Every review deposits a reusable, verified understanding of your repo — the index, the code graph, the trust ledger, review memory, and evidence manifests. That earned context is what the Sigilix CLI and Deep-Research Chat and Triage all draw on, so each review makes the next one cheaper and more grounded.

Conversational Learnings

Disagree with a finding? Reply in plain language — @sigilix remember we use integer cents here — and Sigilix records the rule, applies it judiciously in later reviews, and attributes it inline (“applied because of a learned rule”). A “Learned something new” footer confirms capture; @sigilix forget … walks it back. See Conversational Learnings.

What Sigilix is not

  • Not a code generator. Sigilix surfaces findings with line references and suggested patches. Your team decides what to merge.
  • Not training on your code. Code is sent to model providers under their data-use commitments and discarded after the review. We don’t fine-tune on customer repositories.
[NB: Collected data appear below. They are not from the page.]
PR #1586, opened 2023-02-27
Remove getThisTimeWindowRemainder(), use getNextTimestepMaxLength() instead 

BenjaminRodenberg:
## Main changes of this PR

Removes function `getThisTimeWindowRemainder()` and uses `getNextTimestepMaxLength()` instead, because both functions have the same functionality.

Simplification of code base.

## Author's checklist

* [x] ~~I added a changelog file with `make changelog` if there are user-observable changes since the last release.~~ not necessary
* [x] ~~I added a test to cover the proposed changes in our test suite.~~ pure refactoring, but added a few tests in this direction in [3e82443](https://github.com/precice/precice/commit/3e824439a4e4ac477b5f5aafe1976162f3105143)

## Reviewers' checklist


BenjaminRodenberg:
@uekerman Do you have an idea where we should additionally do testing here?

src/cplscheme/BaseCouplingScheme.cpp
```diff
@@ -687,7 +676,7 @@ void BaseCouplingScheme::advanceTXTWriters()
 
 bool BaseCouplingScheme::reachedEndOfTimeWindow()
 {
-  return math::equals(getThisTimeWindowRemainder(), 0.0, _eps);
+  return math::equals(getNextTimestepMaxLength(), 0.0, _eps) || not hasTimeWindowSize();
```
BenjaminRodenberg, line 679: I think this is the most critical change with respect to functionality of `getNextTimestepMaxLength` vs. `getThisTimeWindowRemainder`.

src/cplscheme/BaseCouplingScheme.hpp
```diff
@@ -140,21 +140,13 @@ class BaseCouplingScheme : public CouplingScheme {
    */
   double getTimeWindowSize() const override final;
 
-  /**
-   * @brief Returns the remaining timestep length within the current time window.
-   *
-   * If no time window size is prescribed by the coupling scheme, always 0.0 is
```
BenjaminRodenberg, line 146: Returning 0.0 here I think is not a good idea (looking at the behavior of `method="participant-first"`

uekerman (approved):
Makes sense :+1:

Issue #1461, opened 2022-11-04
Use names instead of IDs in API


uekerman:
## Motivation

When explaining the API of preCICE, there is always this weird moment arguing what these mesh and data IDs are for.

```python
mesh_id = interface.get_mesh_id("Fluid-Mesh")
vertex_ids = interface.set_mesh_vertices(mesh_id, positions)
```

We could merge these two calls into:

```python
vertex_ids = interface.set_mesh_vertices("Fluid-Mesh", positions)
```

and similarly for all other calls. Tricky is the data access as we would now need both names, data and mesh (as the data ID depends on the mesh ID):

```python
write_block_scalar_data("Force", "Fluid-Mesh", vertex_ids, u)
```

## Technical level

In principle one could implement this, for example, directly in the Python bindings without changing preCICE itself. But we could also directly modify the C++ API. 

Opinions?

fsimonis:
We could encapsulate the internal mesh ids in a proxy object:

```py
vertexids = interface.mesh("Fluid-Mesh").set_vertices(positions)
interface.mesh("Fluid-Mesh").write_scalar_data("Force", vertexids, u)
```

If we pin vertex ids directly to a mesh, then we could even do:

```py
fluid_vertices = interface.mesh("Fluid-Mesh").set_vertices(positions)
fluid_vertices.write_scalar_data("Force", u)
```

It is worth noting, that moving away from the IDs will result in more complex C bindings.
The big question is what is more important to us: Consistency or comfort

Related to #717

BenjaminRodenberg:
> It is worth noting, that moving away from the IDs will result in more complex C bindings. The big question is what is more important to us: Consistency or comfort

I thought the same about the python bindings (and probably it applies generally): If we move away from low level types we probably have to think for every language about an individual solution that fits. This might improve usability, but also makes the bindings less consistent (think about the numpy arrays vs. raw double arrays in the python bindings, required some discussions and thinking work).

fsimonis:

What you’ll see on every PR

When Sigilix reviews a PR, you get one review from sigilix[bot] containing:
  1. A Harmonia summary — what changed, what concerns survived dedup, and whether the verdict is Approved or Request changes.
  2. Inline findings anchored to specific lines, tagged by specialist (Metis, Argus, Iris, Eunomia) and severity (Critical / Warning / Info), each carrying its proof-tier pill.
  3. Suggested patches for findings where a clean fix is in scope.
The review goes where developers already are — in the PR thread. Beyond the PR, the same engine powers the Sigilix CLI and Deep-Research Chat, with BYO models (Codex CLI, Claude Code, or your own SDK/keys).

Where to start

If you’re evaluating Sigilix, skim the believability pipeline to understand the depth claim, then install on a single repo to see it review a real PR. If you’re already installed and need to tune behavior, head to Configuration.